[[ Data for processing, beginning ]]

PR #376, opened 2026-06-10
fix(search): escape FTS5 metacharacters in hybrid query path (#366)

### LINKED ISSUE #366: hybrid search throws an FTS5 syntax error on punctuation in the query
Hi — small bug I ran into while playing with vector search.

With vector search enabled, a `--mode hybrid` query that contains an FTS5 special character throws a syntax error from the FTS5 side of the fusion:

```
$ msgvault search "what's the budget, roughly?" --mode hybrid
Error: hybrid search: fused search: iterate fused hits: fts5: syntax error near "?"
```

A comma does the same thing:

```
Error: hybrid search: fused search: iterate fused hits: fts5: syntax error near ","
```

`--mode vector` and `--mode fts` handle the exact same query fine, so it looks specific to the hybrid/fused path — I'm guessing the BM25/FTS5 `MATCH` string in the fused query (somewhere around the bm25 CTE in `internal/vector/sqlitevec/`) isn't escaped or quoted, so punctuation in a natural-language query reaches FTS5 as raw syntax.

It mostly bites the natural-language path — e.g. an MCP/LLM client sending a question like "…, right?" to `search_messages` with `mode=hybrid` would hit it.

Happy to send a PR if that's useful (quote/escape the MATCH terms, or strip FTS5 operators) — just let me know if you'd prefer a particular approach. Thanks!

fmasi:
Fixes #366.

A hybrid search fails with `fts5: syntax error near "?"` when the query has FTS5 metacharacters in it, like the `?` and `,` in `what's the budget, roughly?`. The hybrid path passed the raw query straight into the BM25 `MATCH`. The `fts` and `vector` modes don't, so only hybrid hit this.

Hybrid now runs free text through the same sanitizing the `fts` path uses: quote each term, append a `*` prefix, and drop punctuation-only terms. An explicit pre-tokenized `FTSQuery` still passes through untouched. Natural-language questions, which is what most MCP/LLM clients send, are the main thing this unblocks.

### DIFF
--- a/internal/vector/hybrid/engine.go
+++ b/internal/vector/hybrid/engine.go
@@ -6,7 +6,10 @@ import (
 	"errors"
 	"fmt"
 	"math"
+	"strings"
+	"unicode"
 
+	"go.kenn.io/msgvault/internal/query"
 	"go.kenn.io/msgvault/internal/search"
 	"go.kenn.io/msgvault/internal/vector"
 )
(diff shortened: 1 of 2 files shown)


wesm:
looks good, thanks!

[[ Data for processing, end ]]

Work to complete: Note down each line above where the word "metacharacters" occurs.

Response to this task:
fix(search): escape FTS5 metacharacters in hybrid query path (#366)
A hybrid search fails with `fts5: syntax error near "?"` when the query has FTS5 metacharacters in it, like the `?` and `,` in `what's the budget, roughly?`. The hybrid path passed the raw query straight into the BM25 `MATCH`. The `fts` and `vector` modes don't, so only hybrid hit this.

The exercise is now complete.